12/23 專題演講 主講人:鄧利源教授 (University of Memphis, U.S.A.)
題 目:Random Integrated Subdata Ensemble (RISE) for Big Data Model Building
主講人:鄧利源教授 (Professor Lih-Yuan Deng)
University of Memphis, U.S. A.
時 間:111年12月23日(星期五)上午10:40-11:30
(上午10:20-10:40茶會於交大統計所428室舉行)
地 點:綜合一館427室
使用Google Meet線上直播,
演講開始前20分鐘可進入會議,請點選下列連結後按下「要求加入」即可
摘要
We discuss our newly proposed Random Integrated Subdata Ensemble (RISE) method to build a more efficient big data model such as variable selections and/or model building. Generally speaking, large sample size tends to make some "variables" statistically significant while they may not have real "practical importance". Therefore, it is more likely to overly select such variables simply because of using (relatively) large sample size.

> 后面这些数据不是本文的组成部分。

Issue #1645, opened 2023-08-02
Maintenance: jmespath utility


rjmackay:
### Summary

The recently added idempotency feature adds a dependency on jmespath. While that package has many downloads, it hasn't been updated in 2 years. 

This seems like a concern for the powertools tenets:

> Keep it lean. Additional dependencies are carefully considered for security and ease of maintenance, and prevent negatively impacting startup time.

The key selection that jmespath is used for could easily be implemented without this dependency (see https://github.com/aws-powertools/powertools-lambda-typescript/issues/1644)

### Why is this needed?

jmespath seems unmaintained and not ideal for a production dependency.

### Which area does this relate to?

JMESPath

### Solution

- Remove jmespath and replace with a much simpler method of selecting the idempotency key
- Replace jmespath with a more well maintained implementation? (https://www.npmjs.com/package/@metrichor/jmespath is slightly more recent and in typescript)
- Fork and own jmespath?

### Acknowledgment

- [X] This request meets [Powertools for AWS Lambda (TypeScript) Tenets](https://docs.powertools.aws.dev/lambda-typescript/latest/#tenets)
- [ ] Should this be considered in other Powertools for AWS Lambda languages? i.e. [Python](https://github.com/aws-powertools/powertools-lambda-python/), [Java](https://github.com/aws-powertools/powertools-lambda-java/), and [.NET](https://github.com/aws-powertools/powertools-lambda-dotnet/)

### Future readers

Please react with 👍 and your use case to help us understand customer demand.

PR #2135, opened 2024-02-24
feat(jmespath): add JMESPath utility

dreamorosi:

This PR introduces a new Powertools utility for JMESPath which will be published under `@aws-lambda-powertools/jmespath`.

The utility is primarily aimed at being a dependency of the Idempotency utility but can be used as standalone as well as in future utilities that revolve around JSON like the Validation utility (#508).

As discussed in one of the linked issues (#1645) the [official JMESPath module](https://www.npmjs.com/package/jmespath) does not support custom functions ([example in Powertools Python](https://docs.powertools.aws.dev/lambda/python/latest/utilities/jmespath_functions/#built-in-jmespath-functions)) and all other existing versions and forks are largely unmaintained or owned by individuals.

To tackle the concerns and limitations above, as well as providing a modern implementations fully written in TypeScript we decided to implement our own version based of the Python [jmespath module](https://pypi.org/project/jmespath/) which is MIT licensed.

The JMESPath specification offers a [compliance test suite](https://jmespath.org/compliance.html) that is used by all libraries who want to offer spec-compliance, the utility we are introducing in this PR adopts that same suite and thus can be considered fully spec compliant. 

In addition to the utility and corresponding documentation, this PR also introduces a new helper function that allows to extract data from envelopes when using JSON. Together with this, it introduces also a series of envelopes from common data sources similar to [what found in Powertools Python](https://docs.powertools.aws.dev/lambda/python/latest/utilities/jmespath_functions/#extracting-data).

```ts
import {
  extractDataFromEnvelope,
  SQS,
} from '@aws-lambda-powertools/jmespath/envelopes';
import type { SQSEvent } from 'aws-lambda';

const logger = new Logger();

type MessageBody = {
  customerId: string;
};

export const handler = async (event: SQSEvent): Promise<void> => {
  const records = extractDataFromEnvelope<Array<MessageBody>>(event, SQS);
  for (const record of records) {
    // records is now a list containing the deserialized body of each message
    const { customerId } = record;
    logger.appendKeys({ customerId });
  }
};
```

Note that while there are similarities with the Parser utility being implemented in parallel with this utility, the main difference is the way the problem is approached. While the Parser utility uses Zod to validate and parse a payload using Zod schemas, the `extractDataFromEnvelope()` function and its envelopes is instead used to _simply_ extract a subset of data from a JSON payload while also not applying any kind of validation.

Together with these utilities we also provide some custom JMESPath functions that complement the existing JMESPath [built-in functions](https://jmespath.org/specification.html#built-in-functions). Using these functions customers can reach into encoded data structures within their JSON payload.

For example, when dealing with an event coming to API Gateway or SQS, the body of the message is a stringified version of a JSON. To access it customers have to apply their own parsing, but with these custom functions they do so within the same JMESPath expression, and potentially even extract data from within the parsed object.

```ts
import type { APIGatewayEvent } from 'aws-lambda';
import { randomUUID } from 'node:crypto';
import {
  makeIdempotent,
  IdempotencyConfig,

  tableName: 'IdempotencyTable',
});

export const handler = makeIdempotent(
  async (event: APIGatewayEvent) => {
    const body = JSON.parse(event.body || '{}');
    const { user, productId } = body;

    const result = await createSubscriptionPayment(user, productId);

    return {
      statusCode: 200,
      body: JSON.stringify({
        paymentId: result.id,
        message: 'success',
      }),
    };
  },
  {
    persistenceStore,
    config: new IdempotencyConfig({
      eventKeyJmesPath: 'powertools_json(body)',
    }),
  }
);

declare function createSubscriptionPayment(
  user: string,
  productId: string
): Promise<{ id: string; message: string }>;
```

Finally, to support this utility I have made some small addition to the commons utility. Some of these, like the utilities to parse to and from base64 encoding can and will be adopted by the Parameters utility as well, allowing us to drop a dependency on a deprecated AWS SDK package.

This utility will be adopted by the Idempotency utility in a future PR. Some of the features mentioned above will allow customers to select parts of payloads to be used for idempotency that were not accessible before, like the SQS example mentioned above.

### Related issues, RFCs

**Issue number:** #1645

## Checklist

### Breaking change checklist

---


docs/requirements.txt
dreamorosi, line 1: I am not sure why this file is being shown here in the diff, there's no difference I can see.

I also tried to copy the raw version of the file present on `main` and paste it back in this branch but it's still here.

I think it's due to the rebases, please ignore it.

dreamorosi:
I closed this PR in favor of: #2187, #2189, #2192, #2212, #2213, #2214, #2259, #2264, #2266, #2265, #2271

For most "big data" applications, the number of observations for the whole data and training data can easily exceed few thousands. Consequently, most "typical" statistical variable selection procedures tends to overly select "less important" variables which are "statistically significant". RISE is a better strategy to choose and analyze various subdata of a "smaller size" that can combine or ensemble various results to build a more efficient and reliable model.